((

PR #324543, opened 2024-07-04
haskellPackages.haskell-gi: Drop obsolete patches

rvl:
This is for merging into `haskell-updates` (PR #321948)

It should fix the build of `taffybar`.

1. `haskell-gi` doesn't need a patch any more.
2. While we are here, `gi-vte` also doesn't need a patch any more (_I think_ - builds pending).


maralorn:
Great, thank you!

))

◆ **Aim of the task**:
An exact transcription of the entries is needed, complete to the final line.

◆ **Finished task**:
PR #324543, opened 2024-07-04
haskellPackages.haskell-gi: Drop obsolete patches

rvl:
This is for merging into `haskell-updates` (PR #321948)

It should fix the build of `taffybar`.

1. `haskell-gi` doesn't need a patch any more.
2. While we are here, `gi-vte` also doesn't need a patch any more (_I think_ - builds pending).


maralorn:
Great, thank you!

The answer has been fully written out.